The Financial Conduct Authority (FCA) has defended its role in the failed attempt to convince the Cambridge-based semiconductor designer Arm to IPO in London.
The destination of the IPO for Arm, which is owned by the Japanese conglomerate SoftBank, has been the subject of considerable attention from UK politicians including Prime Minister Rishi Sunak, who have lobbied to persuade Arm to return to the London Stock Exchange.
Arm ultimately decided to go with New York for its upcoming IPO, which has led to the FCA facing criticism after some pointed to regulatory restrictions as a factor behind the rebuff.
Speaking to the Treasury Select Committee, FCA boss Nikhil Rathi acknowledged the blow to the London Stock Exchange was unfortunate, however, he made clear that the regulator had made every effort to accommodate the company’s needs.
“In the case of Arm, we were aware, and the government indicated to us that this was a company of national importance,” Rathi told the committee.

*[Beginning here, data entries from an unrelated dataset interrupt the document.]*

PR #2473, opened 2025-04-08
feat(components): Add unsafe props to Avatar web

edison-cy-yang:
## Motivations

Adding UNSAFE props to atom components to allow more customizations

### Added

- Added UNSAFE_className and UNSAFE_style props to Avatar, which target the container, `Initials`, and `Icon`
- Tests for UNSAFE props
- Notes in the Implementations tab with UNSAFE props use explanation
- Avatar props file update

### Changed

- 

### Deprecated

- 

### Removed

- 

### Fixed

- 

### Security

- 

## Testing

Add this story to make sure everything renders as expected
```
// Target the fallback icon
export const FallbackIconCustomStyles = BasicTemplate.bind({});
FallbackIconCustomStyles.args = {
  color: "var(--color-indigo)",
  initials: "",
  name: "The Jobbler",
  size: "large",
  UNSAFE_style: {
    fallbackIcon: {
      svg: {
        width: "59px",
        height: "59px",
      },
      path: {
        fill: "var(--color-blue)",
      },
    },
  },
};

// Target the container
export const ContainerCustomStyles = BasicTemplate.bind({});
ContainerCustomStyles.args = {
  color: "var(--color-indigo)",
  imageUrl:
    "https://images.unsplash.com/photo-1533858539156-90ea20bafd17?ixid=MXwxMjA3fDB8MHxwaG90by1wYWdlfHx8fGVufDB8fHw%3D&ixlib=rb-1.2.1&auto=format&fit=crop&w=1650&q=80",
  name: "The Jobbler",
  size: "large",
  UNSAFE_style: {
    container: {
      borderColor: "var(--color-green)",
    },
  },
};

// Target Initials
export const InitialsCustomStyles = BasicTemplate.bind({});
InitialsCustomStyles.args = {
  color: "var(--color-indigo)",
  initials: "JBLR",
  name: "The Jobbler",
  size: "large",
  UNSAFE_style: {
    initials: {
      color: "var(--color-blue)",
    },
  },
};
```

Changes can be

---

Random photo of Atlantis

### DIFF
--- a/packages/components/src/Avatar/Avatar.tsx
+++ b/packages/components/src/Avatar/Avatar.tsx
@@ -3,7 +3,7 @@ import classnames from "classnames";
 import { XOR } from "ts-xor";
 import styles from "./Avatar.module.css";
 import { isDark } from "./utilities";
-import { Icon } from "../Icon";
+import { Icon, IconProps } from "../Icon";
 
 type AvatarSize = "base" | "large" | "small";
 interface AvatarFoundationProps {
@@ -42,10 +42,7 @@ interface AvatarFoundationProps {
   readonly UNSAFE_className?: {
     container?: string;
     initials?: string;
-    fallbackIcon?: {
-      svg?: string;
-      path?: string;
-    };
+    fallbackIcon?: IconProps["UNSAFE_className"];
   };
 
   /**
@@ -56,10 +53,7 @@ interface AvatarFoundationProps {
   readonly UNSAFE_style?: {
     container?: CSSProperties;
     initials?: CSSProperties;
-    fallbackIcon?: {
-      svg?: CSSProperties;
-      path?: CSSProperties;
-    };
+    fallbackIcon?: IconProps["UNSAFE_style"];
   };
 }
 
@@ -111,7 +105,19 @@ export function Avatar({
       aria-label={name}
     >
       {!imageUrl && (
-        <Initials initials={initials} dark={shouldBeDark} iconSize={size} />
+        <Initials
+          initials={initials}
+          dark={shouldBeDark}
+          iconSize={size}
+          UNSAFE_className={{
+            initials: UNSAFE_className.initials,
+            fallbackIcon: UNSAFE_className.fallbackIcon,
+          }}
+          UNSAFE_style={{
+            initials: UNSAFE_style.initials,
+            fallbackIcon: UNSAFE_style.fallbackIcon,
+          }}
+        />
       )}
     </div>
   );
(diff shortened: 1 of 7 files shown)


packages/components/src/Avatar/Avatar.tsx
```diff
@@ -31,6 +31,30 @@ interface AvatarFoundationProps {
...
   readonly size?: AvatarSize;
+
+  /**
+   * **Use at your own risk:** Custom class names for specific elements. This should only be used as a
+   * **last resort**. Using this may result in unexpected side effects.
+   * **Note:** If you are applying fill override to buttonIcon.path, you will need to add !important due
+   * to Button's children element css inheritance.
+   * More information in the [Customizing components Guide](https://atlantis.getjobber.com/guides/customizing-components).
+   */
+  readonly UNSAFE_className?: {
```
edison-cy-yang, line 42: thought about strong typing where `AvatarWithImageProps` can only target `container` and `AvatarWithInitialProps` can target all named properties, but things start to get messy quick

packages/components/src/Avatar/Avatar.tsx
```diff
@@ -83,22 +127,44 @@ interface InitialsProps {
...
+
+  readonly UNSAFE_className?: {
+    initials?: string;
+    fallbackIcon?: IconProps["UNSAFE_className"];
+  };
+
+  readonly UNSAFE_style?: {
+    initials?: CSSProperties;
+    fallbackIcon?: IconProps["UNSAFE_style"];
+  };
```
nad182, line 139: Would it make sense to create shared ("Base") interfaces for `UNSAFE_className` and `UNSAFE_style` to be used here and on lines [42-57](https://github.com/GetJobber/atlantis/pull/2473/files#diff-839c127bd9443ba9b8e788cc9e89af8904d4b9f992f9906cd9ff9e866c770db8R42-R57)?

The reasoning is that if we ever need to change an interface, we could do it just in the Base instance, and the other interfaces would inherit it. This is not a hard requirement though, just a suggestion.

nad182 (approved):
Looks good! Just left one small suggestion regarding creating base/shared interfaces for unsafe styles and classnames to share between Avatar and Initials, but it's definitely non-blocking, so I'm approving the PR as is.

packages/components/src/Avatar/Avatar.tsx
edison-cy-yang: @nad182 Good callout! It's definitely more robust to change. Created shared className and style interfaces.

nad182: Looks like you might need to regenerate the docs.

“And therefore, we engaged to look at our rules where there was a case for making modifications and where that evidence was presented to us.”
The FCA in February had stated it would consider relaxing certain listing requirements to make London a more attractive option for Arm.
Rathi said the reason behind Arm’s decision was beyond just the requirements from the financial watchdog. But now that the decision has been made, it has posed a question of how “we are prioritising the development of our capital markets in broader public policy”.
Rathi said: “When Arm was taken over by SoftBank in 2016, the takeover panel applied certain conditions… retention of a capital market nexus in the UK was not one of the conditions.”